> _Dataset extract_:
Segment Open
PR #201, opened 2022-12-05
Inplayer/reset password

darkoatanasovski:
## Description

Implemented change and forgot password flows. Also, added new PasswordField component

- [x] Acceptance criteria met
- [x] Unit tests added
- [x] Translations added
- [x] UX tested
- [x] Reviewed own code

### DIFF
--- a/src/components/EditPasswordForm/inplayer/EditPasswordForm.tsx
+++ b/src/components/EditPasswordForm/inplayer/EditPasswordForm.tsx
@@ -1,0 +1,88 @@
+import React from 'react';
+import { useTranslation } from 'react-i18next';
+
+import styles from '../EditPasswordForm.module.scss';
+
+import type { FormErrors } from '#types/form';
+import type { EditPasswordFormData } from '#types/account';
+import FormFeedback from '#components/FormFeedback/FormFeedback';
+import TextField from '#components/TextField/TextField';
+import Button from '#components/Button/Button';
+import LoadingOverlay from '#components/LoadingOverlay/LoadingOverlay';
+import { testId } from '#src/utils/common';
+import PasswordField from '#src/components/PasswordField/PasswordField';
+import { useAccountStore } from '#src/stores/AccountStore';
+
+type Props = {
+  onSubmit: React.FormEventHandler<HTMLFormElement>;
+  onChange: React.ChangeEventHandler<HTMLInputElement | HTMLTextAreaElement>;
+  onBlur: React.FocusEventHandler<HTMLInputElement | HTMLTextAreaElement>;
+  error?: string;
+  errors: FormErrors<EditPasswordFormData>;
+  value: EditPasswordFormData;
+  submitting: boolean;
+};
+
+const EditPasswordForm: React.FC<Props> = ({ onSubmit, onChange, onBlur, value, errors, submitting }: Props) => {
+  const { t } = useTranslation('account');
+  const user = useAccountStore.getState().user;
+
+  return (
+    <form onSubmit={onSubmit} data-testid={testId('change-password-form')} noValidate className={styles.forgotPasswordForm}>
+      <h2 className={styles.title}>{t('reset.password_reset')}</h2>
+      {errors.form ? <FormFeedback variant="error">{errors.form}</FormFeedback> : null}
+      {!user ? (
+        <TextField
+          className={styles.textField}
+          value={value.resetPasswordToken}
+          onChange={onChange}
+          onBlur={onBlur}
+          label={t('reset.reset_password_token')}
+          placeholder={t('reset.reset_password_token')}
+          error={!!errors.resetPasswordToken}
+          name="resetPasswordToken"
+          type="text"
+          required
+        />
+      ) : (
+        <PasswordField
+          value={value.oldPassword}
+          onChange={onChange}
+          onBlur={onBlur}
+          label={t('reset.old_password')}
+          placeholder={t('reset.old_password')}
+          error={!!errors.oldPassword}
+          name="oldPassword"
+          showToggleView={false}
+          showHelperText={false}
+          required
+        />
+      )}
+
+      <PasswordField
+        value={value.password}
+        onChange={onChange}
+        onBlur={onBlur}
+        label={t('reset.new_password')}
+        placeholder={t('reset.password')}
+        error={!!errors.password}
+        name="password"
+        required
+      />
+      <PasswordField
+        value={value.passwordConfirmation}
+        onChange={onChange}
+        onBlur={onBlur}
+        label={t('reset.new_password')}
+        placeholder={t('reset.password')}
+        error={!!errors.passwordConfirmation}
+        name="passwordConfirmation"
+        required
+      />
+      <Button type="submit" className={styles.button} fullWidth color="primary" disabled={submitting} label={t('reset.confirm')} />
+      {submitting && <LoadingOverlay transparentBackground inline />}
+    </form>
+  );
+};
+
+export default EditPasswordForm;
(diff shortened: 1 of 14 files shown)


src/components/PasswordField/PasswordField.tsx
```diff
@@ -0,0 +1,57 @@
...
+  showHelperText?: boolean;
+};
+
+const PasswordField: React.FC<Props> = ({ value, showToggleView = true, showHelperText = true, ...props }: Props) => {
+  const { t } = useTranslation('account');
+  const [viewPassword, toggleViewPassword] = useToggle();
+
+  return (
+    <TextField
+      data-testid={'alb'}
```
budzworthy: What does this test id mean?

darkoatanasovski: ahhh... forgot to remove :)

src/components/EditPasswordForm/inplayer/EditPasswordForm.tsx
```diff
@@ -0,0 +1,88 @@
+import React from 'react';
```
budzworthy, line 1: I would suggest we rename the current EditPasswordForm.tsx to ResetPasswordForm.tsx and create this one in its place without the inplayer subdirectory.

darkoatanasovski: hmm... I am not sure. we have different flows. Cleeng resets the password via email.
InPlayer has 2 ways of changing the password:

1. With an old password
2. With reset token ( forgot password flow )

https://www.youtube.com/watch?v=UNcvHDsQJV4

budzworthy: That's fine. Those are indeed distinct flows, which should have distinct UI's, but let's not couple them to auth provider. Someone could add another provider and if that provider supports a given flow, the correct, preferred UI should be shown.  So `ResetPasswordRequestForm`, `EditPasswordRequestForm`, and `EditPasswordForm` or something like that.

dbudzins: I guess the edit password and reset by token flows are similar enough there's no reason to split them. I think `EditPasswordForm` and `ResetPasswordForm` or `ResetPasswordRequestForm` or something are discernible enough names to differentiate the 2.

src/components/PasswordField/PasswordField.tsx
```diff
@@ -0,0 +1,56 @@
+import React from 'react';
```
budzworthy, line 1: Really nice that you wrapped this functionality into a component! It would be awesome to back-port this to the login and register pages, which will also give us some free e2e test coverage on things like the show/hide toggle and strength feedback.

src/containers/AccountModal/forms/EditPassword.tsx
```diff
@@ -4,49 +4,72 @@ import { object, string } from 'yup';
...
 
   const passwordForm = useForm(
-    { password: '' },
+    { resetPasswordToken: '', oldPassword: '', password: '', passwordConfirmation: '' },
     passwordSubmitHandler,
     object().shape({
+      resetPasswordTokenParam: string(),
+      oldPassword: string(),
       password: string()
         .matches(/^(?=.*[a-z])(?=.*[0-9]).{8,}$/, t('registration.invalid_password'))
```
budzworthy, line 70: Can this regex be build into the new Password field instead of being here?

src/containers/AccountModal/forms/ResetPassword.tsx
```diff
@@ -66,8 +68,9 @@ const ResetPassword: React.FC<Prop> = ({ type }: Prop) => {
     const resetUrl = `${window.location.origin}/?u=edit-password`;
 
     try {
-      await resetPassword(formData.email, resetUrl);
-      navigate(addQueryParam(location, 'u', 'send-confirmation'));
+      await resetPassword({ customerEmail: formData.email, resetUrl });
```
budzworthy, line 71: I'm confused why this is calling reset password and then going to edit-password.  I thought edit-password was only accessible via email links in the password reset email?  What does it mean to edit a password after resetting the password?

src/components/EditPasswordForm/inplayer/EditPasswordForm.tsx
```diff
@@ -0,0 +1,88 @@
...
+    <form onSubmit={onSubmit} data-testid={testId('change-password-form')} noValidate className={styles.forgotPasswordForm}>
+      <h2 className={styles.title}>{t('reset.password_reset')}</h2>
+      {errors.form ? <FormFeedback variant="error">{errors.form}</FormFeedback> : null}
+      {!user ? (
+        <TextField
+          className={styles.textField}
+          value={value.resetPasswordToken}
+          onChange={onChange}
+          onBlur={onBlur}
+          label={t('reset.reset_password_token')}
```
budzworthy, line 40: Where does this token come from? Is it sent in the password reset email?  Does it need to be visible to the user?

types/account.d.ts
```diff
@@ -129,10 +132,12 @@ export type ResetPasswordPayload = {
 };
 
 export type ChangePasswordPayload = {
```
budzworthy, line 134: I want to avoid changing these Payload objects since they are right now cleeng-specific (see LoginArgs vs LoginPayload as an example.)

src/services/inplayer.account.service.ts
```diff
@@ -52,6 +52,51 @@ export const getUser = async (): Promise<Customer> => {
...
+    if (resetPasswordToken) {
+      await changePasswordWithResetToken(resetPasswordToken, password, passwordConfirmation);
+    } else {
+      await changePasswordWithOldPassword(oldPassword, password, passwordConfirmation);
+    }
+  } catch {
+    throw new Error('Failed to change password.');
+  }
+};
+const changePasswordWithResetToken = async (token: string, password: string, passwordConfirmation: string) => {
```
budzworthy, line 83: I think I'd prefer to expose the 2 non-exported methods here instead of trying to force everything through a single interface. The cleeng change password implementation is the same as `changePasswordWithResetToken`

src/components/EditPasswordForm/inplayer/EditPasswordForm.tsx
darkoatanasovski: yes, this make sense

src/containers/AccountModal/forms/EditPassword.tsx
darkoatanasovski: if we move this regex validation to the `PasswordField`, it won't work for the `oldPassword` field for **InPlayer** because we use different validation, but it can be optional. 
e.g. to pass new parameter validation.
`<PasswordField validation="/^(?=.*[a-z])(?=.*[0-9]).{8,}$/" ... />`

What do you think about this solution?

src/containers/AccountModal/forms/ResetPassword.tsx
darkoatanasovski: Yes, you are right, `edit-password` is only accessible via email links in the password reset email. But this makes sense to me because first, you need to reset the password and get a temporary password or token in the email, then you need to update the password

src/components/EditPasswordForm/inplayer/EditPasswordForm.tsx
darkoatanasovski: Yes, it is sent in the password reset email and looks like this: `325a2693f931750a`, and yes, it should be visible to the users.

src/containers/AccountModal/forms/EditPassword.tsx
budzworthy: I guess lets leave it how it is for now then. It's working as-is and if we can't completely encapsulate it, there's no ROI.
Segment Closed
> _About this exercise_: Copy out every line from the data above that has "validation" in it.

> _Response area_:
darkoatanasovski: if we move this regex validation to the `PasswordField`, it won't work for the `oldPassword` field for **InPlayer** because we use different validation, but it can be optional. 
e.g. to pass new parameter validation.
`<PasswordField validation="/^(?=.*[a-z])(?=.*[0-9]).{8,}$/" ... />`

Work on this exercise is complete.